Generate summaries of the tables for the individual runs of qiime dada2 denoise-single. How many features were defined in the first run? How many features were defined in the second run? How do these numbers compare to total number of features after merging?
I get that the first run generates 617 features and 320 210 tot freq and the socond run have 461 features and 155 190 tot freq. The merged table though, have 377 features and 48 925 tot freq.
Why is there a decrease? Is it only fetures existing in both runs that are present in the merged table? I have tried to find information on how this function works in order to resolve this question but havn’t figured it out.
I just crossed-referenced your feature counts, and it looks like you might have mixed files from both the 1% and the 10% datasets while running the tutorial.
From the tutorial:
In this tutorial we’ll work with a small subsample of the complete sequence data so that the commands will run quickly. You can choose either a 1% subsample of the reads or a 10% subsample of the reads. If you’re just trying to gain experience with preparing and combining multiple sequencing runs of data, you can work with the 1% subsample data so that the commands will run very quickly.
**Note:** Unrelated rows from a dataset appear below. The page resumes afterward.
PR #2371, opened 2021-12-02
Refactored attachment load/store ops and clear value

toji:
Attempts to address #2131.

Based on conversation at the latest editors meeting, this PR flattens out the attachment loadOp/clearValue, gives the clear values defaults, and allows load/store op to be undefined for depth/stencil if the attachment doesn't have those aspects.

Finally, it adds a `"read-only"` value to the `GPUStoreOp` enum to take the place of a separate `*ReadOnly` boolean. This is the part of the PR I feel least confident it. I didn't change the name of the enum/dictionary keys to something like "Mutability" because I feel like it makes the most common case more confusing for developers. That said I recognize that `depthStoreOp: 'read-only'` is a little weird too, though at least in the current set up you can omit the `loadOp` which helps a bit.

```js
depthStencilAttachment: {
  view: depthStencil.createView(),
  depthStoreOp: 'read-only',
  stencilStoreOp: 'read-only',
}
```

Personally, I still think that from a developers point of view it may make more sense to have "read-only" specified as the `loadOp` and omit the `storeOp`, even if that doesn't match the underlying behavior exactly. "Loading and attachment as read only with no store op" reads more intuitively than "Storing the attachment as read only with no load op".
```js
depthStencilAttachment: {
  view: depthStencil.createView(),
  depthLoadOp: 'read-only',
  stencilLoadOp: 'read-only',
}
```

***
<a href="https://pr-preview.s3.amazonaws.com/gpuweb/gpuweb/pull/2371.html" title="Last updated on Dec 2, 2021, 12:22 AM UTC (f90dd75)">Preview</a> | <a href="https://pr-preview.s3.amazonaws.com/gpuweb/gpuweb/2371/8ea3aea...f90dd75.html" title="Last updated on Dec 2, 2021, 12:22 AM UTC (f90dd75)">Diff</a>

### DIFF
--- a/spec/index.bs
+++ b/spec/index.bs
@@ -5634,20 +5634,24 @@ dictionary GPUCommandEncoderDescriptor : GPUObjectDescriptorBase {
                     </div>
                 1. Set |this|.{{GPUCommandEncoder/[[state]]}} to [=encoder state/encoding a render pass=].
                 1. For each |colorAttachment| in |descriptor|.{{GPURenderPassDescriptor/colorAttachments}}:
+                    1. If |colorAttachment|.{{GPURenderPassColorAttachment/clearValue}} is not [=map/exist|provided=],
+                        let |colorAttachment|.{{GPURenderPassColorAttachment/clearValue}} be `{r: 0, g: 0, b: 0, a: 0}`.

If you’re using this tutorial to gain additional experience in generating and interpreting QIIME 2 analysis results, you should work with the 10% subsample data so that the results will be supported by more sequence data (1% of the reads is likely not sufficient to support some of the findings of the original study).
The merged 1% data has 377 features (table 1: 263 features, table 2: 177 features). I don’t have a copy of the 10% fully analysed here in front of me, but table 1 for the 10% has 617 features, which leads me to think that some files got mixed up somewhere in there! I would recommend re-running the merge step to make sure you merge the right files, then check the feature table summaries again.